In 2020 there has been an extreme increase in the numbers of violence directed at media representatives, especially at demonstrations against Covid restrictions. This violence occurs more often when demonstrations of the right-wing populist spectrum are being covered. In the course of this it is the duty of the police to enable a safe procedure for the media. „Media representatives are meant to report on these demonstrations. It is of public interest – it’s why they should be able to work freely“, Renzenbrink criticizes. Yet reports confirmed by Reporters Without Borders show that in many cases the police not only fails to protect journalists from violent protesters but they also actively obstruct journalistic work.

„Although it has improved in recent years, unfortunately again and again some police officers seem to be unaware of the rights of media representatives“, Renzenbrink says. These situations range from not letting reporters pass through barriers, issuing restraining orders during demonstrations to threatening them with custody. As a result a growing number of journalists associations watch these developments with concern as they restrict „journalistic freedom greatly.“

With the aim of improving interactions between police officers and journalists the principles of conduct for media and police from the year 1993 have been updated. Still Reporters Without Borders calls for more action: „There needs to be an emphasis on media law during police training in Germany. Policemen and -women need to know how to treat media representatives in these scenarios“, Renzenbrink highlights.

Hitherto journalists associations and police schools have only selectively worked together when reality indicates a „structural deficiency”. Thus nationwide initiatives that educate comprehensively on this matter could initiate progress that preserves the freedom of press throughout Germany.
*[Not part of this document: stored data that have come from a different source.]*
Issue #298, opened 2025-04-10
ncmpcpp like visualisation


illegitimate-egg:
### Description

ncmpcpp had a set of music visualizers that rmpc doesn't have an answer to. This could be useful for monitoring the left and right channel during audio configuration.

mierak:
I experimented with this in the past but I could only get so far with my limited understanding of spectrum analysis. MPD provides [PCM data](https://mpd.readthedocs.io/en/latest/plugins.html#fifo) over fifo which can be used to run the analysis on.

Second thing to solve is how to render the visualization itself. High framerate is required, ratatui is an immediate mode UI and rendering the whole UI would be very wasteful if nothing changed. We probably want it to run on a different rendering pipeline than the rest of the application (similar to album art now).

Definitely something I will explore in the future again or would be very happy with contributions.

mierak:
https://github.com/mierak/rmpc/pull/415 please try it out if you have time, it changed a lot of things in the core functionality as well

mierak:
Cava support has landed. Please test it out, it has been quite a change :smile:.

osamaaj03:
this is really cool! Sorry for not getting back to you sooner—I’ve been super busy the last few days and will probably be for a while. But I’d love to test this out as soon as I can! Honestly, I didn’t realize it would take so much effort when I pitched the idea. At least now you have the code ready for when you finish your own visualization!

mierak:
Yeah, it was a lot because rmpc has to manage both the cava process lifecycle and manage the different rendering pipelines and make them not interfere with each other (ratatui, album art and now cava). There is also bunch of stuff like handling tmux switching so cava does not run when rmpc is not visible etc.

 Some of the rendering code can definitely be reused. I also want to implement some more display/theming options for the visualiser on rmpc's side, but that can wait a bit and should be fairly simple to do with all that is done now.

PR #415, opened 2025-06-05
feat: support cava visualiser

mierak:
## Description

This PR adds support for [cava](https://github.com/karlstav/cava) via a new `Cava` pane. Cava has to be installed on your system and on your `$PATH`.

A bunch of **testing is needed**, so please try this out if you are interested in the feature. Some things to look out for include opening and closing modals, tab switching, tmux integration, resizing of the terminal(resizing messes up everything, but should fix itself in a moment), interaction with all the different album art image backends, config reloading and different terminal emulators.

Some core functionality had to change, stdout is now behind a mutex because proper locking is needed with cava rendering so quickly and on a different pipeline from ratatui. parking_lot mutex is used instead of the std one because of its fairness guarantees.

This is not done yet, ~~configuration is not exposed at all~~, configuration reflects cava configuration itself, refer to their docs for more info, but not all options are supported, docs are missing, testing was done not well enough.

Example configuration, this in your mpd.conf
```conf
audio_output {
   type                    "fifo"
   name                    "my_fifo"
   path                    "/tmp/mpd.fifo"
   format                  "44100:16:2"
}
```

and this in config.ron
```ron
    cava: (
        framerate: 60,
        lower_cutoff_freq: 50,
        higher_cutoff_freq: 10000,
        input: (
            method: Fifo,
            source: "/tmp/mpd.fifo",
            sample_rate: 44100,
            channels: 2,
            samble_bits: 16,
        ),
        smoothing: (
            noise_reduction: 20,
            monstercat: true,
        ),
    ),
```

And finally, a preview:

https://github.com/user-attachments/assets/f60d7d7c-3502-4428-be92-3e15cbb4644d

### Related issues

#298 

### Checklist

- [ ] All tests passed


Thunder-Blaze:
Awesome !!!
Will have to get your config and theme (layout) :D
btw will test it out at night when I make the PR 🙂

mierak:
> Will have to get your config and theme (layout) :D

My configs are a complete mess because I change them all the time while working on rmpc. In the video I was using the debug config. You can find it here https://github.com/mierak/dotfiles/tree/chezmoi/dot_config/rmpc

>  btw will test it out at night when I make the PR 🙂

thanks!

mierak:
im having way too much fun with it (its configurable, as is tradition)

image

Thunder-Blaze:
great, It's working perfectly on mine too

image

Thunder-Blaze:
I changed the code to support gradient colors

| `/tmp/rmpc/cava.conf`   | `config/cava.rs`    |
| ---    | ---   |
| image | image |

but the gradient colors still not working, am I missing something ?
those colors are coming from `config.debug.ron`
Ig I'll wait for your colors commit

mierak:
> those colors are coming from config.debug.ron

yeah that is still very much work in progress which I have only locally, and the colors dont get passed to cava anyway, because the output rendering is completely rmpc's side and has nothing to do with cava which just provides the raw binary data.

Thunder-Blaze:
Oh, I see then there's no point in configuring colors for cava, need to configure colors in rmpc theme or smth since rmpc is rendering the visualizers based on data from cava

Thunder-Blaze:
Lol I should've read the whole changes first 🥲, found render_cava in panes which is responsible for coloring and theming

mierak:
> Lol I should've read the whole changes first 🥲, found render_cava in panes which is responsible for coloring and theming

Exactly. Essentially, we get a number between 0 and 65535 for each bar and are free to do whatever we want with it.

mierak:
this is basically done implementation wise, docs are still missing

mierak:
Tested in alacritty, wezterm, kitty, ghostty, foot. Everything seems to behave. Docs are in. This should be ready to go.

Thunder-Blaze:
Noice, time to make my autogen theme 😏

However Renzenbrink emphasizes that education only is not enough: „Authorities have to ensure that these principles are exerted correctly in reality.“

This cross-border collaboration by Guiti News (France), Kohero (Germany) and Solomon (Greece) – three independent medias working on migration – delves into a worrying and escalating trend of police violence during the previous year; not only against people on the move, but against the media professionals documenting their issues as well. 

From the infamous ‘jungle’ of Calais to the evacuation of makeshift camps in the center of Paris, and from the “Black lives matter” demonstrations in different German cities to the destruction of the continent’s largest refugee camp, on the Greek island of Lesvos, cases of police oppression across Europe were condemned by press freedom organizations like the Reporters Without Borders.